Такова вкратце история мощей. Раку время от времени открывают, люди благоговейно смотрят на останки великого отца церкви и стараются улучить удобный момент, чтобы стащить оттуда маленькую косточку. В 1787 году герцогу Пармы отдали пяточную кость. Я смотрел на красивый мраморный ларец с костями, на череп с выкрашенными в черный цвет глазными впадинами и думал: «А много ли здесь осталось от самого святого?»
Друг потащил меня в университет. Я увидел там ухоженные внутренние дворы, выдержанные в красновато-коричневой гамме цветов. Перегнувшись через балконную решетку, мы смотрели вниз.
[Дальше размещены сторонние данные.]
PR #320, opened 2022-11-17
Expose sliding sync proxy URL on the server selection screen

stefanceriu:
This PR will:
* move the sliding sync server url to the user defaults
* expose it on the server selection screen
* make the app more resilient to slidinc sync configuration errors. Instead of throwing fatal errors it will allow the app to start and show the home screen but will always stay in the skeletons view. The user can choose to log out and change the server settings.

Screenshot 2022-11-17 at 09 27 03

### DIFF
--- a/ElementX/Sources/Application/BuildSettings.swift
+++ b/ElementX/Sources/Application/BuildSettings.swift
@@ -20,8 +20,9 @@ final class BuildSettings {
     // MARK: - Servers
 
     static let defaultHomeserverAddress = "matrix.org"
-    static let slidingSyncProxyBaseURL = URL(staticString: "https://slidingsync.lab.element.dev")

Аккуратно одетые студенты торопились на лекции.
— Должно быть, в XV веке и Оксфорд так выглядел, — сказал приятель. — Маленький, спокойный, никакого транспорта и, конечно же, никаких велосипедов.
В одном из дворов мы увидели статую Алессандро Вольта, самого известного университетского профессора XVIII столетия, имя которого всплывает каждый раз, когда мы покупаем электрическую лампочку.
— Ты осознаешь, — спросил приятель, — что история университета восходит к римским временам? Позднее Шарлемань был одним из его бенефициариев, а Ланфранк, который сделался епископом Кентерберийским, был уроженцем Павии и читал здесь право.
Нас поприветствовал преподаватель физики и пригласил в музей, где я увидел стеклянные колбы и металлические слоистые конструкции, которые помогли Вольту в его первых опытах. Не знаю, совершают ли электрики паломничество к усыпальницам своих богов. Если и совершают, то это то место, куда им необходимо прийти. Фантастическая коллекция стеклянных реторт, колб, цинковых и стальных емкостей, машин с медными кнопками и ручками из красного дерева, назначение которых непосвященному человеку придется долго объяснять. Преподаватель рассказал все же о первом химическом источнике тока — вольтовом столбе. Во время его объяснений я подумал, какими же цивилизованными были наши предки. Новый источник энергии не угрожал существованию человечества, не попал в руки мошенников и бандитов. Никто — насколько мне известно — не угрожал убить мир электрическим током. Игрушечная искра, вспыхнувшая в те дни в аудитории, та, с которой началось электричество, кажется сейчас, когда мы смотрим на нее из нашего атомного века, звездой на волшебной палочке феи, наблюдавшей за опытами Вольта. Среди всех великих изобретений электричество, как мне кажется, единственное, что не вызвало ни в ком озлобленности.